The initialization design is similar to that of a Counter object; this class will accept an iterable and load the elements into the structure. The source of data is provided with a type hint of Iterable[Comparable]. This hint imposes a restriction on the kinds of items which this collection can handle.  If the collection is used with items that do not support the proper comparable protocol methods, then mypy will report an error.

Here's the definition of the Comparable type hint:

class Comparable(metaclass=ABCMeta):
    @abstractmethod
    def __lt__(self, other: Any) -> bool: ...
    @abstractmethod
    def __ge__(self, other: Any) -> bool: ...

The Comparable class definition is an abstraction which requires two methods: __lt__() and __ge__(). This is the minimum required for a class of objects to work properly with the <, <=, >, and >= operators. This defines the comparable protocol among objects that can be sorted or ranked.

The add() and discard() methods both update the tree, and also keep track of the overall size. That saves counting nodes via a recursive traversal of the tree. These methods also delegate their work to the TreeNode object at the root of the tree.

The __contains__() special method performs a recursive find. The initial check to be sure the tree contains a value in the root node is required by mypy. Without the if statement, the type hints suggest the more attribute could be None. 

The __iter__() special method is a generator function. It also delegates the real work to recursive iterators within the TreeNode class.

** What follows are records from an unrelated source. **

PR #24, opened 2026-06-03
feat: send user-agent header on outbound runpod api requests

### LINKED ISSUE #23: user-agent in runpodRequest function
To better serve agents, we'd like to identify requests that were assisted with the Runpod MCP server. Can we add a User-Agent header in index.tx in the runpodRequest function?

TimPietruskyRunPod:
## Summary

- Adds `User-Agent: runpod-mcp-server/<version>` to every outbound request from the MCP server: `runpodRequest` (REST), `serverlessRequest` (Serverless runtime), and `graphqlRequest` (public GraphQL). This lets API logs attribute MCP-driven traffic.
- The version is read from `package.json` at build time via tsup's `define`, so it stays in sync with `changeset publish` automatically. A `dev` fallback is used when running through `tsx` (e.g. `pnpm dev`), producing `runpod-mcp-server/dev`.
- Includes a small amount of prettier reformatting in `src/index.ts` (long `.describe()` strings and one `JSON.stringify` block) so `pnpm prettier-check` passes on the branch — those lines already failed the project's prettier config on `main`.

Closes #23

## Test plan

- [x] `pnpm type-check` passes.
- [x] `pnpm build` succeeds with no warnings; verified `"1.1.0"` is inlined into both `dist/index.mjs` and `dist/index.js`.
- [x] `User-Agent: USER_AGENT` appears at 3 call sites in each bundled output (one per helper).
- [x] `pnpm lint` and `pnpm prettier-check` pass.
- [ ] Manual: run the built server and confirm the header reaches the Runpod API logs as `runpod-mcp-server/1.1.0`.

### DIFF
--- a/.changeset/user-agent-header.md
+++ b/.changeset/user-agent-header.md
@@ -1,0 +1,5 @@
+---
+'@runpod/mcp-server': patch
+---
+
+Send a `User-Agent: runpod-mcp-server/<version>` header on every outbound request to the Runpod REST, Serverless, and GraphQL APIs so MCP-driven traffic can be attributed in API logs.
--- a/src/index.ts
+++ b/src/index.ts
@@ -3,6 +3,11 @@ import { StdioServerTransport } from '@modelcontextprotocol/sdk/server/stdio.js'
 import { z } from 'zod';
 import fetch, { type RequestInit as NodeFetchRequestInit } from 'node-fetch';
 
+declare const __PACKAGE_VERSION__: string;
+const PACKAGE_VERSION =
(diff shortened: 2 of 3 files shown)


TimPietruskyRunPod:
Closing in favor of #25 — Luke's approach is strictly better: it identifies the actual MCP client (Claude Code, Cursor, Codex, etc.) via the `initialize` handshake's `clientInfo`, which is what #23 actually wants. This PR only said "some MCP server made the call," which is a subset of what #25 already does.

PR #25, opened 2026-06-03
feat: add caller tracking headers to all outbound API calls

lukepiette:
Every outbound HTTP request now carries a structured User-Agent identifying the calling MCP client and an anonymous per-process X-Runpod-Session-Id header so the Runpod platform can attribute traffic to specific MCP clients (Claude Code, Cursor, Codex, Gemini CLI, etc.) and count distinct agent sessions.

We defined discard(); mutable sets require this to be silent when attempting to discard the missing keys. The abstract superclass provides a default implementation of remove(), which raises an exception if a key is not found. Both method functions must be present; we defined discard() based on remove(), by silencing the exception. In some cases, it might be easier to define remove() based on discard(), by raising an exception if a problem is found.

Because this class extends the MutableSet abstraction, numerous features are provided automatically. This saves us from copy-and-paste programming to create a number of boilerplate features. In some cases, our data structure may have more efficient implementations than the defaults, and we may want to override additional methods inherited from the abstract superclass.